# Exercise details
Quote the entries below from the line with "Might be good" through the line with "--- a/app/helpers/Content/Category/DevelopInDepthCategory.php", both ends included, and only those lines.
━━━━━━━━━━━━━━━━━━━━
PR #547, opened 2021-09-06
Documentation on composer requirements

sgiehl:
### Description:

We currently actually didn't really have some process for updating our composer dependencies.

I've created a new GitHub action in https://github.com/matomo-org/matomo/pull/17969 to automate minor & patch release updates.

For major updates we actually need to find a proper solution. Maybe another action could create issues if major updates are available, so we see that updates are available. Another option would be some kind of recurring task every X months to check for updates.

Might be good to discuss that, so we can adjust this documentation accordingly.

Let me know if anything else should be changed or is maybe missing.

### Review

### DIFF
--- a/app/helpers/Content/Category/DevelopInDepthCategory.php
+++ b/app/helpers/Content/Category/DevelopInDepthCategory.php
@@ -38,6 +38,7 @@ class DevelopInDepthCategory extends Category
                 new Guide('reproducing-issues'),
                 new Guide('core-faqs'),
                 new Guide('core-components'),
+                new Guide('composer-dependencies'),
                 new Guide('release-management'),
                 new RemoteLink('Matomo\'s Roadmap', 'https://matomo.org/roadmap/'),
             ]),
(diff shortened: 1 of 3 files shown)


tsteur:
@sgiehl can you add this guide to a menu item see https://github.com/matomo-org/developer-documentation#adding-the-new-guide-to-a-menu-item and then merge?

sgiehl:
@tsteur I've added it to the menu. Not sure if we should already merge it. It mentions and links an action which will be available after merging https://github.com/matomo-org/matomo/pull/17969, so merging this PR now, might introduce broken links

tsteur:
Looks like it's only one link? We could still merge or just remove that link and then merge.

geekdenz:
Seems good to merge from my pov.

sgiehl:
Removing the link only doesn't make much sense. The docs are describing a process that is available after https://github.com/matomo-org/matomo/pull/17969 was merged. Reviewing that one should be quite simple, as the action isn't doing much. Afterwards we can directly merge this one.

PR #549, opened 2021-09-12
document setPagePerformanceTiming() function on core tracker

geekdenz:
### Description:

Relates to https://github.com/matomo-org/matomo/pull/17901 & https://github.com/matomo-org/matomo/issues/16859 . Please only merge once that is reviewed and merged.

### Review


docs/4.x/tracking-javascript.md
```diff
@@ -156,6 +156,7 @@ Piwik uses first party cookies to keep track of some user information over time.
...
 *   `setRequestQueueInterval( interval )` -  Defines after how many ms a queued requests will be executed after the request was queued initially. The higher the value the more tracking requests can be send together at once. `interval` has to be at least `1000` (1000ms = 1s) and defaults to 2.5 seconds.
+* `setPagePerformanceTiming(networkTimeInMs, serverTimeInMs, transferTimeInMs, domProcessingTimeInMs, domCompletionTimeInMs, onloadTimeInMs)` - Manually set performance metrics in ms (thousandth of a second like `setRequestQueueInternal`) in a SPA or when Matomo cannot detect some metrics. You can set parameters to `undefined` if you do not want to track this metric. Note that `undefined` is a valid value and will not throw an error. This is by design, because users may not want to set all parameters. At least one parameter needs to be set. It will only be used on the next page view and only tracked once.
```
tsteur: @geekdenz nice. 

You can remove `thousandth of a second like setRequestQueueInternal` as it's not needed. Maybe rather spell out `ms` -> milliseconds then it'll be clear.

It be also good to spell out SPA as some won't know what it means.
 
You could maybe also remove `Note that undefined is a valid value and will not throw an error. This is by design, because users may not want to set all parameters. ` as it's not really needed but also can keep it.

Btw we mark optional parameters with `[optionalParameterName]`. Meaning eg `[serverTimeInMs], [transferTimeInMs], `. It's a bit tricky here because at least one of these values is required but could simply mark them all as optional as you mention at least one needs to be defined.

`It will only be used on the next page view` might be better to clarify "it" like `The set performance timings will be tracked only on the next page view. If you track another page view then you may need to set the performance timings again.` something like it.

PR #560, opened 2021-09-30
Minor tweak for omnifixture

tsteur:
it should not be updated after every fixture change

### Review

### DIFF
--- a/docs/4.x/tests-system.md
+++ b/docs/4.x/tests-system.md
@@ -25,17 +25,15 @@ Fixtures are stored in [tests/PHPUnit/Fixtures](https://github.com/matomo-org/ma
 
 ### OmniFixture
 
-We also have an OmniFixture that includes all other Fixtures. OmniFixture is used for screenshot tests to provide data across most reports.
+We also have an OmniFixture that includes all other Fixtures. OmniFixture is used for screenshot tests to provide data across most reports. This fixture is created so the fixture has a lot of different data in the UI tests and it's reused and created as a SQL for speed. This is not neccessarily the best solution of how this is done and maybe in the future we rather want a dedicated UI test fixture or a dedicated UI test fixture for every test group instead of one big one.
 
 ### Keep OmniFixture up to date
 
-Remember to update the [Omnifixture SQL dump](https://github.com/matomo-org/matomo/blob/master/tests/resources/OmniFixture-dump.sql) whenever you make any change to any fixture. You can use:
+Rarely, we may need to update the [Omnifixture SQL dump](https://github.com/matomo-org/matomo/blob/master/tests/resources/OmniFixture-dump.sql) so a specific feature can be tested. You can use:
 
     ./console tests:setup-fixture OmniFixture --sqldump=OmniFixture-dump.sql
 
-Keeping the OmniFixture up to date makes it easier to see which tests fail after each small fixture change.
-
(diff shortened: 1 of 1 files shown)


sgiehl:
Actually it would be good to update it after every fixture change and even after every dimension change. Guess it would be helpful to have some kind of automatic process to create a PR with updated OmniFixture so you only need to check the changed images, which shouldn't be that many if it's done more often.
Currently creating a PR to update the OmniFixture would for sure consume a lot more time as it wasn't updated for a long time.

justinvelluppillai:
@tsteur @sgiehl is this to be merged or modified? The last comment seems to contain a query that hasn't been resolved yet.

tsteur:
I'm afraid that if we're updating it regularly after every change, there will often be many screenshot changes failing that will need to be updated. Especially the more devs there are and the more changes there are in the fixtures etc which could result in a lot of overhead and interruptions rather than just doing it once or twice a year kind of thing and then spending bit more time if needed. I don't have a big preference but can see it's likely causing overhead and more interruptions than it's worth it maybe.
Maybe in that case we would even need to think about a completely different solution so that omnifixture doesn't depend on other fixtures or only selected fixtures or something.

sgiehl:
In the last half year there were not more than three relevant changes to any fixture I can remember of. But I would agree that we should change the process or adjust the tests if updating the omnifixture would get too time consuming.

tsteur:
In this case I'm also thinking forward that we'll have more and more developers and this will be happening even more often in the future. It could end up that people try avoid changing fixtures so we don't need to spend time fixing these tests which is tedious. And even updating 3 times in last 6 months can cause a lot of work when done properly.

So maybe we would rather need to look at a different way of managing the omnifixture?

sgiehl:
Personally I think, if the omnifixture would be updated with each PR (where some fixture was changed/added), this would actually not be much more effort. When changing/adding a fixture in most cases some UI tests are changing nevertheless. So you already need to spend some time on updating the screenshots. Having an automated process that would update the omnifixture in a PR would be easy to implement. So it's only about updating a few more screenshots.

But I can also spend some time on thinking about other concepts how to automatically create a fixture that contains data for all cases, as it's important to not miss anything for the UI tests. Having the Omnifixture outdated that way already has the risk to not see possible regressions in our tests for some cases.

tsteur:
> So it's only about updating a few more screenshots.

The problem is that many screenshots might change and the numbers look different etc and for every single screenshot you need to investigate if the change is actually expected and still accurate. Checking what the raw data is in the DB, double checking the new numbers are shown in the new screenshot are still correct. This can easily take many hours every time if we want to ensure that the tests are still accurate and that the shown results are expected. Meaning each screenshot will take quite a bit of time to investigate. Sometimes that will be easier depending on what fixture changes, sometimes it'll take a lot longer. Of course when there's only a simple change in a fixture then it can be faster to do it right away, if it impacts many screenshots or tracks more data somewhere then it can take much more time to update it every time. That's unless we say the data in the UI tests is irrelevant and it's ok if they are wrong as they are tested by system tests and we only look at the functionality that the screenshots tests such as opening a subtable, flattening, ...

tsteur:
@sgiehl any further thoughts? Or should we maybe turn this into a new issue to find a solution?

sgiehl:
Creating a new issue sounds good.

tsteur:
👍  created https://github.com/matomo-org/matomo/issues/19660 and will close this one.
━━━━━━━━━━━━━━━━━━━━
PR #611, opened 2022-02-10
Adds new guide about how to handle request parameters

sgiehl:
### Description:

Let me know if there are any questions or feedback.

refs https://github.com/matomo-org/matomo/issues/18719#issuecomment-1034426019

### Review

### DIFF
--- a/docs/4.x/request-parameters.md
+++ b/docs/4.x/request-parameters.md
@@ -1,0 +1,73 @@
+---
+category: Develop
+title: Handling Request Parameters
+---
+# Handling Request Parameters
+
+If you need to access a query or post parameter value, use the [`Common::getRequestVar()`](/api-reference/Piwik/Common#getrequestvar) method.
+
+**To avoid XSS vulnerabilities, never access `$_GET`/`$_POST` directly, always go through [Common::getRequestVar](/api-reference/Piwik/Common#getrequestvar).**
━━━━━━━━━━━━━━━━━━━━
# Your solution
Might be good to discuss that, so we can adjust this documentation accordingly.

Let me know if anything else should be changed or is maybe missing.

### Review

### DIFF
--- a/app/helpers/Content/Category/DevelopInDepthCategory.php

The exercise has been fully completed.